Problem description: From the entries that follow, gather each line holding the word "using".

Stored data entries:
Issue #300, opened 2020-02-10
Making manager's responsive to only particular event triggers.


saisankargochhayat:
Manager's only react if the event trigger is relevant to them.

Manager | Github Event (event_type) | Gitlab Event (object_kind)
-- | -- | --
info | ‘issues’ | ‘issue’
pipfile_requirements | ‘push’ | ‘push’, ‘merge_request’
thoth_advise | ‘push’, ‘issues' | ‘push’, ‘issues', ‘merge_request’
thoth_provenance | ‘push’, ‘issues’ | ‘push’, ‘issue’, ‘merge_request’
update | ‘push’, ‘issues’ | ‘push’, ‘issue’, ‘merge_request’
version | ‘issue’ | ‘issue’

@fridex @goern

saisankargochhayat:
Are we going to extract more info from the payload like what's the issue title or so? 
Because currently the managers themselves interact with the repo and do these operations, like 'info' looks for info in issue's.

fridex:
> @fridex @goern
> Are we going to extract more info from the payload like what's the issue title or so?
> Because currently the managers themselves interact with the repo and do these operations, like 'info' looks for info in issue's.

Yes, definitely.

This is tightly bound with [1] - the logic behind managers' implementation should decide what to do based on the event. So instead of statically declare which manager should be run on which type, this information can be part of the managers logic.

[1] https://github.com/thoth-station/kebechet/pull/304/files

saisankargochhayat:
That makes sense, I will pass the event type to the manager, and it would have it as a global variable, if it acts on this kind of event or not.

saisankargochhayat:
Should be resolved with #304

PR #304, opened 2020-02-12
Manager events

saisankargochhayat:
Address #300 
Currently there is a map for manager -> event type which is checked before running an manager in the manager implementation.
Raw payload is also stored in the manager base class.
TODO - will add documentation

### DIFF
--- a/kebechet/managers/info/info.py
+++ b/kebechet/managers/info/info.py
@@ -37,9 +37,10 @@ class InfoManager(ManagerBase):
 
     def run(self) -> typing.Optional[dict]:
         """Check for info issue and close it with a report."""
-        if self.parsed_payload.get('event') not in _EVENTS_SUPPORTED:
-            _LOGGER.info("Info manager doesn't act on %r events.", self.parsed_payload.get('event'))
-            return
+        if self.parsed_payload:
+            if self.parsed_payload.get('event') not in _EVENTS_SUPPORTED:
+                _LOGGER.info("Info manager doesn't act on %r events.", self.parsed_payload.get('event'))
+                return
         issue = self.sm.get_issue(_INFO_ISSUE_NAME)
         if not issue:
             _LOGGER.info("No issue to report to, exiting")
--- a/kebechet/managers/info/info.py
+++ b/kebechet/managers/info/info.py
@@ -28,6 +28,8 @@ from .messages import INFO_REPORT
 _INFO_ISSUE_NAME = 'Kebechet info'
 
 _LOGGER = logging.getLogger(__name__)
+# Github and Gitlab events on which the manager acts upon.
+_EVENTS_SUPPORTED = ['issues', 'issue']
 
 
 class InfoManager(ManagerBase):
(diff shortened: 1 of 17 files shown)


saisankargochhayat:
@fridex Do we need anything else on this PR? :)

kebechet/managers/manager.py
```diff
@@ -60,13 +60,17 @@ def _init_igitt(service_type: ServiceType = None, service_url: str = None) -> st
...
+                 token: str = None):
         """Initialize manager instance for talking to services."""
         self.service_type = service_type or ServiceType.GITHUB
         # This needs to be called before instantiation of SourceManagement due to changes in global variables.
         self.service_url = _init_igitt(service_type, service_url)
         # Allow token expansion from env vars.
         self.slug = slug
+        if parsed_payload:
+            self.event = parsed_payload['event']
+            self.raw_payload = parsed_payload['raw_payload']
```
fridex: I think these correspondents to the `ParsedPayload` class. Why do you duplicate it here? The same for event.

saisankargochhayat: This allows the child manager classes access these variables right? How do want to pass these values to the child classes?

fridex: `parsed_payload` is a parameter, you can access its attributes:

`parsed_payload.raw_payload`

saisankargochhayat: Umm I thought, this would not break the `run` method, the one that uses cron job, so I passed this as a separate parameter and the `if` condition.
So I will just save the `parsed_payload` as a variable in the base class right?

saisankargochhayat: @fridex I made the changes, does that look good?

kebechet/managers/info/info.py
```diff
@@ -28,13 +28,18 @@
...
+# Github and Gitlab events on which the manager acts upon.
+_EVENTS_SUPPORTED = ['issues', 'issue']
 
 
 class InfoManager(ManagerBase):
     """Manager for submitting information about running Kebechet instance."""
 
     def run(self) -> typing.Optional[dict]:
         """Check for info issue and close it with a report."""
+        if self.parsed_payload.get('event') not in _EVENTS_SUPPORTED:
```
fridex: From design/semantics PoV, it feels like the payload is parameter of a manager instead of its attribute. WDYT?

It might be easier to manipulate with managers later on (e.g. create different triggers of a manager).

saisankargochhayat: Are we supporting the cron-job run also? or the webhook is the only behaviour we need to support? 
I think we can create shallow copies of the payload from the manager base class, and work on it. I think this way the function defination's stay the same to original design, like just run(self) is all the managers need to implement. But we can change to pass the payload..

saisankargochhayat: @fridex I think I need to add the condition - 
`if parsed_payload:` for now to keep supporting all the managers on cron job.

kebechet/managers/manager.py
fridex: I don't see your point in "breaking the run method" - previously the implementation did not use webhook at all - that's why there was nothing to pass to the `run` method. Now managers will be using webhooks, so they need to know webhook payload. From design point of view - webhook is not proparty/attribute of manager, but its it parameter.

However, if you want to enforce the current implementation and its the only thing that prevents us from using gitlab, I'm fine with merging this one.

Your solution:
fridex: I don't see your point in "breaking the run method" - previously the implementation did not use webhook at all - that's why there was nothing to pass to the `run` method. Now managers will be using webhooks, so they need to know webhook payload. From design point of view - webhook is not proparty/attribute of manager, but its it parameter.
However, if you want to enforce the current implementation and its the only thing that prevents us from using gitlab, I'm fine with merging this one.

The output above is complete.